#### YOUR ASSIGNMENT:
Go through the listing below and gather every line with the word "ISSUE".

Segment Open

PR #327, opened 2018-07-03
Include Network resource blocks in a Resource Zone

### LINKED ISSUE #294: Include Network resource blocks in a Resource Zone
Update resource blocks:  remove template entry and add Network resource blocks (one for each template).

victorhugorodrigues:
Closes #294

### DIFF
--- a/oneview_redfish_toolkit/api/zone.py
+++ b/oneview_redfish_toolkit/api/zone.py
@@ -91,7 +91,7 @@ class Zone(RedfishJsonValidator):
     def _fill_network_resource_block(self, profile_template):
         conn_settings = profile_template["connectionSettings"]
 
-        if len(conn_settings["connections"]):
+        if conn_settings["connections"]:
             dict_item = dict()
             dict_item["@odata.id"] = ResourceBlockCollection.BASE_URI + \
                 "/" + profile_template["uri"].split("/")[-1]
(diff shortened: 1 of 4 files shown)


oneview_redfish_toolkit/api/zone.py
```diff
@@ -87,6 +88,15 @@ def fill_resource_blocks(self, available_targets, drives):
         for item in drives:
             self.add_resource_block_item_to_links(item, "uri")
 
+    def _fill_network_resource_block(self, profile_template):
+        conn_settings = profile_template["connectionSettings"]
+
+        if len(conn_settings["connections"]):
```
ricardogpsf: As the `conn_settings["connections"]` is a list, you can check the conditional statement without calling the `len` method, you have the same result.
```python
 if conn_settings["connections"]:
```
But it is not so important, if you want do that, good. If not, no problem. =)

oneview_redfish_toolkit/api/zone.py
```diff
@@ -65,6 +65,7 @@ def __init__(self, profile_template, available_targets_obj, drives=[]):
         self.redfish["Links"]["ResourceBlocks"] = list()
 
         self.fill_resource_blocks(available_targets, drives)
+        self._fill_network_resource_block(profile_template)
```
adriane-cardozo: It seems this call should be executed inside fill_resource_blocks() that already handles hardware and drives.

PR #345, opened 2018-07-12
Network Resource Block: add support for network sets

### LINKED ISSUE #339: Network Resource Block: add support for network sets
Need to map EthernetInterface when connection in the template is related to a network set instead of a network. For a network set, VLANs array should be returned.

victorhugorodrigues:
Closes #339


oneview_redfish_toolkit/blueprints/vlan_network_interface.py
```diff
@@ -0,0 +1,114 @@
...
+
+    try:
+        ethernet_network = \
+            g.oneview_client.ethernet_networks.get(vlan_id)
+
+        vlan = VLanNetworkInterface(ethernet_network, request.path)
+
+        return ResponseBuilder.success(vlan)
+
+    except OneViewRedfishError as e:
```
karolcatunda: Can OneViewRedfishError type exception occur here? I'm asking because it doesn't seem be raised in this method, because if any exception happens, flask will catch through response builder.

victorhugorodrigues: Done.

PR #354, opened 2018-07-20
Refactoring redfish.conf

### LINKED ISSUE #349: Refactor Redfish.conf
- Remove schema_dir and registry_dir configuration that should not be changed by the user. Update code to retrieve from global var .
- Remove sections [schemas] and [registry].
- Remove  api_version configuration and update README (it works with OneView 4.0 and above).
- Remove duplicate Redfish.conf.
- Update installer
- Investigate integration with CherryPy.

victorhugorodrigues:
Closes #349


oneview_redfish_toolkit/blueprints/metadata.py
```diff
@@ -39,8 +39,8 @@ def get_metadata():
     """
 
     try:
-        schemas = collections.OrderedDict(util.config.items('schemas'))
-        mtdt = Metadata(schemas)
+        schemas_dict = collections.OrderedDict(schemas.SCHEMAS)
```
ricardogpsf: why do we using a OrderedDict here? Could we use a normal dict?

victorhugorodrigues: I did'nt want to change the logic of application on this refatoring so I keep it as OrderedDict. But I'm not sure if we need this.

ricardogpsf: 😄 👍

PR #29, opened 2017-05-31
Add Dependency on kubeclient gem

chessbyte:
Moving from https://github.com/ManageIQ/manageiq-gems-pending/blob/master/manageiq-gems-pending.gemspec


simon3z:
@chessbyte sorry, but I guess that in any merge order these two PR would have conflicted. Needs rebase :worried:

chessbyte:
@simon3z Rebased and re-pushed

PR #30, opened 2017-06-01
Configurable graph refresh

agrare:
Builds on (rips-off? :smile:) @cben's work in https://github.com/ManageIQ/manageiq/pull/14337
Adds a configuration setting to turn on/off graph refresh and don't require building the hashes the old way before building the inventory collections.


app/models/manageiq/providers/kubernetes/container_manager/inventory_collections.rb
```diff
@@ -0,0 +1,226 @@
...
+        :model_class => ComputerSystem,
+        :parent => ems,
+        :association => :container_node_computer_systems,
+        :manager_ref => [:managed_entity],
+      )
+    @inv_collections[:container_node_computer_system_hardwares] =
+      ::ManagerRefresh::InventoryCollection.new(
+        :model_class => Hardware,
+        :parent => ems,
+        :association => :container_node_computer_system_hardwares,
```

Segment Closed

#### RESPONSE AREA:
### LINKED ISSUE #294: Include Network resource blocks in a Resource Zone
### LINKED ISSUE #339: Network Resource Block: add support for network sets
### LINKED ISSUE #349: Refactor Redfish.conf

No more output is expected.